Task prompt ->
Among the entries that follow, how many lines contain the string "would"? Answer with that number only.

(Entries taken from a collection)
= Beginning of Section =
PR #5694, opened 2020-02-28
Fixed the issue with time of loved not showing in the Germanic translation

marcostudios:
As said on https://osu.ppy.sh/community/forums/topics/1028649 the time when the map was loved isn't showing due to the missing ':timeago', any German speaking user could check if the line makes sense? Thank you :)


bdach:
I'm pretty sure it is not proper to apply this directly to source, as translations are sourced from [crowdin](https://crowdin.com/project/osu-web). This change, if correct, should be applied there to avoid this change being overwritten by the next translation update (check git history of modified file).

peppy:
Yep, this needs to be done via crowdin.

PR #5700, opened 2020-03-02
Add users.read API scope

notbakaneko:
this is pretty much #4815 rebased onto the new transformer permissions stuff + additional tests

- [x] requires #5699


resources/lang/en/api.php
```diff
@@ -33,5 +33,9 @@
         'friends' => [
             'read' => 'See who you are following.',
         ],
+
+        'users' => [
+            'read' => 'Read the public profile of any user.',
```
nanaya: ...on your behalf.

Can also use some rearrangements as it may sound a bit weird.

PR #5722, opened 2020-03-06
Adjust expert difficulty colour to be closer to black

peppy:


celerih:
Screenshot_20200306-073415~2

Issue is now when you hover over an Expert+ diff you don't get any text (since it's coloured like the icon amd u get black over black) so it doesn't show star rating

peppy:
yep

PR #5735, opened 2020-03-09
Name all API routes

notbakaneko:
Provide all API routes with a name so we can use `route()` to create the url during tests.


notbakaneko:
Worked out a way to setup route tests without the name, so this isn't needed anymore.

PR #5746, opened 2020-03-10
Select closest available channel after parting a channel

### LINKED ISSUE #5624: Chat should choose next conversation, not previous, when closing
image

notbakaneko:
Selects the next available channel when leaving a channel, instead of always defaulting to the first one.
This should also handle when leaving channels via other tabs/windows/clients.

closes #5624


resources/assets/lib/chat/chat-orchestrator.ts
```diff
@@ -74,33 +74,29 @@ export default class ChatOrchestrator implements DispatchListener {
...
     }
 
-    const channelList = channelStore.channelList;
-    if (channelList.length > 0) {
-      // TODO: switch to next 'closest' conversation instead of first in list
-      dispatch(new ChatChannelSwitchAction(channelList[0].channelId));
-    } else {
-      channelStore.loaded  = false;
-    }
+    const nextIndex = Math.min(index, channelList.length - 1);
```
nanaya: maybe add check `>= 0` as well (or use lodash' clamp)

resources/assets/lib/chat/chat-orchestrator.ts
```diff
@@ -74,33 +74,29 @@ export default class ChatOrchestrator implements DispatchListener {
...
 
-  focusNextChannel() {
-    const channelStore = this.rootDataStore.channelStore;
-    const channel = channelStore.get(this.rootDataStore.uiState.chat.selected);
-    if (channel && (channel.exists || channel.newChannel)) {
-      return;
+  focusChannelAtIndex(index: number) {
+    const channelList = this.rootDataStore.channelStore.channelList;
+    if (channelList.length === 0) {
+      return this.rootDataStore.channelStore.loaded = false;
```
nanaya: is it actually intended to return `false` or just for line saving :thinking:

notbakaneko: line saving 😔

PR #6350, opened 2020-07-21
Fix chat input and no conversations page width mobile

gagahpangeran:
**Before**

image

**After**

image


gagahpangeran:
In addition when I debug this, I also found this issue.

**Before**

image

**After**

image

PR #6351, opened 2020-07-22
Add read index to user notifications

nanaya:
Might be useful for marking chat pm notifications read.

- [x] add `2020_07_22_054643_add_user_read_index_to_user_notifications` to migrations in production table as the index is already there


peppy:
Good to go at your discretion.

PR #6352, opened 2020-07-22
Allow OAuth applications with empty callbacks

### LINKED ISSUE #6345: Allow empty Application Callback URL
The `client_credentials` flow doesn't require the use of `redirect_uri`, for these cases, having an empty Application Callback URL should be allowed. `authorization_code` flows should still require a `redirect_uri`.

notbakaneko:
OAuth applications with no application callback urls (`redirect_uri`) should be allowed since the `client_credentials` grant doesn't make use of them. `redirect_uri` is still required when making requests for `authorization_code` grants; previously, not providing one in the request would error because it wouldn't match the required `redirect_uri`.

closes #6345


app/Http/Controllers/Passport/ApproveAuthorizationController.php
```diff
@@ -0,0 +1,22 @@
...
+use Laravel\Passport\Http\Controllers\ApproveAuthorizationController as PassportApproveAuthorizationController;
+
+class ApproveAuthorizationController extends PassportApproveAuthorizationController
+{
+    /**
+     * {@inheritdoc}
+     */
+    public function approve(Request $request)
+    {
+        abort_if(!present(trim($request['redirect_uri'])), 400, trans('model_validation.required', ['attribute' => 'redirect_uri']));
```
nanaya, line 18: the authorization form only has client id and state so this always fail

PR #6353, opened 2020-07-22
Remove messages of silenced users

### LINKED ISSUE #6133: Chat doesn't hide messages of silenced users
image

image

User has been muted, but his messages weren't removed from the chat

nanaya:
At few millions of account history entries, adding the index may take a while :thinking: 

This doesn't actually delete anything from database so the messages will return on reload. The process is supposedly handled differently on the silence action itself.

Resolves #6133.

- [x] add migration to production `2020_07_22_045416_add_timestamp_index_to_user_account_history`

```sql
CREATE INDEX osu_user_banhistory_timestamp_index ON osu_user_banhistory (timestamp);
```


app/Http/Controllers/Chat/ChatController.php
```diff
@@ -143,7 +144,24 @@ public function updates()
 
         $messages = $messages->get()->reverse();
 
-        if ($messages->isEmpty()) {
+        $silenceQuery = UserAccountHistory::bans()->limit(100);
+        $lastHistoryId = get_int($params['since_history'] ?? null);
+
+        if ($lastHistoryId === null) {
+            $previousMessage = Message::find($since);
```
notbakaneko, line 151: what's the reason for not using `$messages->last()` (first?)

app/Http/Controllers/Chat/ChatController.php
```diff
@@ -143,7 +144,24 @@ public function updates()
 
         $messages = $messages->get()->reverse();
 
-        if ($messages->isEmpty()) {
+        $silenceQuery = UserAccountHistory::bans()->limit(100);
+        $lastHistoryId = get_int($params['since_history'] ?? null);
```
notbakaneko, line 148: and this param should probably be `history_since` or `silences_since`

app/Http/Controllers/Chat/ChatController.php
nanaya: because there might be bans before the earliest current latest message?

PR #6374, opened 2020-07-28
Add notifications for replies to comments

### LINKED ISSUE #4355: Notification for comment replies
1.) replies to your own comments should send you notifications by default. (maybe be disable-able). helps to continue a conversation.

2.) option to watch the comment sections for specific beatmaps and news articles. maybe could be done using a bookmark feature like forum threads, or a watch feature like beatmap discussions. then any comments posted on the watched beatmap/news article will send you notifications.

reasoning for b: as a mapper i want to know when people comment on stuff without having to manually check every map i have on a regular basis. please make my dreams come true. let me watch the comments for beatmaps. thank you have a nice day

notbakaneko:
Adds the option to receive notifications when someone replies to your comment (defaults to false). This option does not depend on the comment watches, meaning if you're not watching the comments section and have this option enabled, you will still receive the notification. Delivery mode is handled by `comment_new`'s settings, since it uses the same notification with custom text client-side.

This doesn't use the originally planned addition of a separate delivery option for replies as implementing that resulted in some confusing non-sensical combinations.

closes #4355


app/Models/UserNotificationOption.php
```diff
@@ -27,6 +27,7 @@ class UserNotificationOption extends Model
     const BEATMAPSET_MODDING = 'beatmapset:modding'; // matches Follow notifiable_type:subtype
     const DELIVERY_MODES = ['mail', 'push'];
     const FORUM_TOPIC_REPLY = Notification::FORUM_TOPIC_REPLY;
+    const COMMENT_REPLY = Notification::COMMENT_REPLY; // FIXME: temporary until mail notification changes get merged in
```
nanaya, line 30: and then it's time to fix this

app/Jobs/Notifications/CommentNew.php
```diff
@@ -5,46 +5,21 @@
...
-
-        $this->comment = $comment;
+        $userIds = Follow::whereNotifiable($this->comment->commentable)
+            ->where(['subtype' => 'comment']);
 
-        if ($this->comment->commentable === null) {
-            throw new InvalidNotificationException("comment_new: comment #{$this->comment->getKey()} missing commentable");
+        if ($this->comment->parent_id !== null) {
+            $userIds->where('user_id', '<>', $this->comment->parent->user_id);
+            broadcast_notification(Notification::COMMENT_REPLY, $this->comment, $this->source);
```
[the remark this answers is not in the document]
notbakaneko: I actually skipped fixing this at the time, because, if you were watching the comment thread but chose to receive only mail notifications for replies, what should show up in your push notifications?

resources/views/accounts/_edit_notifications.blade.php
```diff
@@ -28,6 +28,33 @@
                     </div>
                 </label>
             </div>
+
+            <div
+                class="account-edit-entry account-edit-entry--no-label js-account-edit js-user-preferences-update"
```
nanaya, line 33: `js-user-preferences-update` causes error because the endpoint doesn't return anything.

nanaya (approved):

PR #6380, opened 2020-07-29
Check client version for multiplayer

nanaya:
Adds simple check.


app/Http/Controllers/Multiplayer/Rooms/Playlist/ScoresController.php
```diff
@@ -163,6 +164,12 @@ public function store($roomId, $playlistId)
     {
         $room = Room::findOrFail($roomId);
         $playlistItem = $room->playlist()->where('id', $playlistId)->firstOrFail();
+
+        $clientHash = presence(request('version_hash'));
+        abort_if($clientHash === null, 422, 'missing client version');
+        $client = Build::where('hash', hex2bin($clientHash))->firstOrFail();
+        abort_if(!$client->allow_ranking, 403, 'invalid client version');
```
notbakaneko, line 171: I would think non-existent and non-rankable clients should be returning the same error?

PR #6383, opened 2020-07-29
Fix wrong css url encoding

nanaya:
Plain `encodeURI` doesn't work because it may cause double encoding when passed percent-encoded url and it doesn't even escape single quotes.


notbakaneko:
Shouldn't the urls being used here be not pre-encoded in the first place?

nanaya:
Not directly related but generating non-percent-encoded url is actually impossible with `route` helpers :thinking: The same if you try copying from browsers link or url bar.

If anything, we should probably assume the input is percent-encoded and just wrap it with double quotes.

PR #6385, opened 2020-07-29
Remove global relative positioning

nanaya:
This seems to net some performance improvement in some places (large discussion page for example).

`u-relative` utility has been added for places where it's the only styling needed.

- [x] depends on #6471 as I'm not fixing styling for old buttons
- [x] depends on #6477 for similar reason as above


notbakaneko:
For reference, with this, I can have hundreds of chat channels open and the hover effect no longer lags behind the cursor.

PR #6387, opened 2020-07-30
Allow using separate redis for cache

nanaya:
Environment variable `CACHE_REDIS_HOST` (and `_PORT`). It uses `REDIS_HOST` if empty (follows previous behavior).


peppy:
✅  updated env

PR #6389, opened 2020-07-30
Change text in chatbox only persist per channel

### LINKED ISSUE #6372: Text in chatbox should not be shared across every channel
## Current behavior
= End of Section =
The completed task ->
2